We spend hours everyday on our smartphones and tablets, but is this changing our body and should we be thinking about our posture?
Alison Bugg, a chartered physiotherapist in our Manchester clinic says it’s becoming an increasing issue for this generation:
How do you sit at your desk?…….Supportive chair? Well placed screen? Arms supported?
Now consider ……how do you sit when using your tablet or phone? We rarely apply the same requirements we have all had drilled home to us about posture when we are sat on the train or sofa for an hour using our portable device. There is a reason we don’t lie on our sides in bed with our office pc in one hand and head resting on a pillow, other than the obvious weight and size issue!
We only have to walk past a coffee chain window to see a large number of people all sat nose near to the phone in a comfy chair nearly bent double. Sitting puts twice as much pressure through our discs in the lower back as standing, so we need to recognise we are vulnerable.
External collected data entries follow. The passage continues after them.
PR #2676, opened 2026-04-24
A11y/fix rte link modal

andrewleith:
# Summary | Résumé

This pull request simplifies and improves the link editing experience in the Tiptap editor. The main focus is on cleaning up the logic for opening the link modal and updating link marks, removing unnecessary state and event listeners, and making the codebase easier to maintain.

**Link editing logic improvements:**

* The logic for updating a link when the cursor is inside an existing link is improved: now, if the selection is collapsed and inside a link, the link's `href` is updated across its full range instead of inserting new content. If the cursor is not inside a link, a markdown link is inserted as before.

- [ ] Clicking on a link in the editor should no longer pop the modal automatically
- [ ] Using the keyboard in the editor, navigating on to a link should no longer pop the modal automatically
- [ ] After placing the cursor within a link and then opening the link modal, changing the url should change it for the whole link (and not insert a new link at the cursor)

## Related cards
* https://github.com/cds-snc/notification-planning/issues/3111


amazingphilippe (approved):
LGTM: Tested in Firefox and works as expected.

PR #2678, opened 2026-04-27
Fix the validation used on the "Service settings > Change service name" page

smcmurtry:
# Summary | Résumé

Fix for https://github.com/cds-snc/notification-planning/issues/3154

We are using the correct validation for the service name on Step 2 of the "Create a new Service" flow, but the same validation was not applied when a user edits the name of an existing service from the Service Settings page. This PR fixes that.

1. Log into the review app
2. Visit the Settings page for one of your existing services
3. Try to change the name of your service to the following (less than 255 chars):
```
Message de Jimmy Royééééééééé – Gestionnaire principal responsable des urgences et des évacuations du BIN // Message from Jimmy Royééééééééé – NPB Lead senior manager for emergencies and évacuations
```
4. observe that you see the following error message:
Screenshot 2026-04-27 at 4 26 57 PM

### DIFF
--- a/app/main/forms.py
+++ b/app/main/forms.py
@@ -570,6 +570,7 @@ class RenameServiceForm(StripWhitespaceForm):
         validators=[
             DataRequired(message=_l("This cannot be empty")),
             validate_service_name,
+            validate_combined_email_header_length,
         ],
     )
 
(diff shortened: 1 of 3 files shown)


andrewleith (approved):
LGTM

PR #2681, opened 2026-04-30
Update the free sms parts limit per fiscal year to be 100k

smcmurtry:
# Summary | Résumé

Update the free sms parts limit per fiscal year to be 100k. This is what the free limit is set to when a new service is created (depending on the service's organisation type).

Part of https://github.com/cds-snc/notification-planning/issues/3158

1. log into the review app (with your platform admin account)
2. create a new service
3. go to the service settings page
4. verify that "Free text messages per fiscal year" is 100,000 
Screenshot 2026-04-30 at 1 34 37 PM

### DIFF
--- a/app/config.py
+++ b/app/config.py
@@ -66,14 +66,14 @@ class Config(object):
     DEBUG = False
     DEBUG_KEY = os.environ.get("DEBUG_KEY", "")
     DEFAULT_FREE_SMS_FRAGMENT_LIMITS = {
-        "central": 25_000,
-        "local": 25_000,
-        "nhs_central": 250_000,
-        "nhs_local": 25_000,
-        "nhs_gp": 25_000,
-        "emergency_service": 25_000,
-        "school_or_college": 25_000,
-        "other": 25_000,
+        "central": 100_000,
+        "local": 100_000,
+        "nhs_central": 100_000,
+        "nhs_local": 100_000,
+        "nhs_gp": 100_000,
+        "emergency_service": 100_000,
+        "school_or_college": 100_000,
+        "other": 100_000,
     }
     DEFAULT_LIVE_SERVICE_LIMIT = env.int("DEFAULT_LIVE_SERVICE_LIMIT", 10_000)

As we are all spending more and more time on portable tablets and phone devices, and completing more complex tasks, such as reading of lengthy documents, the need for advice as regards posture and safe working practice comes more to the forefront.
As physiotherapists we are seeing the emergence of new causative factors when we are treating posture related neck and back pain, and more worryingly cervicogenic headaches, and forearm and wrist tendon injuries. Every swipe you do on your phone screen with your thumb can cause low levels of inflammation, which over time with high repetition can present as inflamed soft tissues and require physiotherapy intervention.
As we are seeing more and more people with posture related neck and back pain, we are finding at assessment, when we question working hours, and desk set-up, the big influencing factor is the two hour commute each day working on a tablet or phone on the train or bus, or that hour in bed before you go to sleep with your device resting on your knee just catching up on emails.
We need to be aware that our posture is important during any static activity. If you are maintaining a position for a period of time you need to ensure this a safe posture and also keep adjusting your position. People are unaware of the pressures that are placed upon the back when we maintain the same position, and the unnecessary strain this can cause. It is important to regularly change position and take a break from the activity to relieve any tension building up. Sit up straight and squeeze your shoulder blades together, stretching across the chest, rotate your neck to either side, arch your back, anything to ensure you move and readjust how you have been sat.
And don’t think using these devices standing on the platform eliminates the problems. Our neck is vulnerable and standing with chin to chest reading the latest article or gossip puts a lot of strain through the discs and muscles in the neck, this is one of the biggest causes of headaches. We are getting more and more people attending for assessment with upper limb disorders, reporting pins and needles in the forearms or hands, heaviness in the arms generally, and neck spasm and headaches.
As an emerging trend, we as physiotherapists need to recognise the large role these devices play in peoples lives, accept these symptoms don’t ‘just go away’ and try and prevent what will develop to be chronic or long term problems if not treated early enough. When treated early, we can highlight causes, offer easy advice and strategies to prevent worsening. Neck and back ache or stiffness is something most people ‘accept’ as a necessary part of work and daily life, when you are repeating the causative factor again and again over time, this becomes a learned behaviour.
That little old lady, stooped over, may not have had a tablet or phone in her evenings over the years but did sit on the sofa slouched over her knitting, maybe she would have benefitted from some postural advice and easy exercises to have prevented the posture she has today.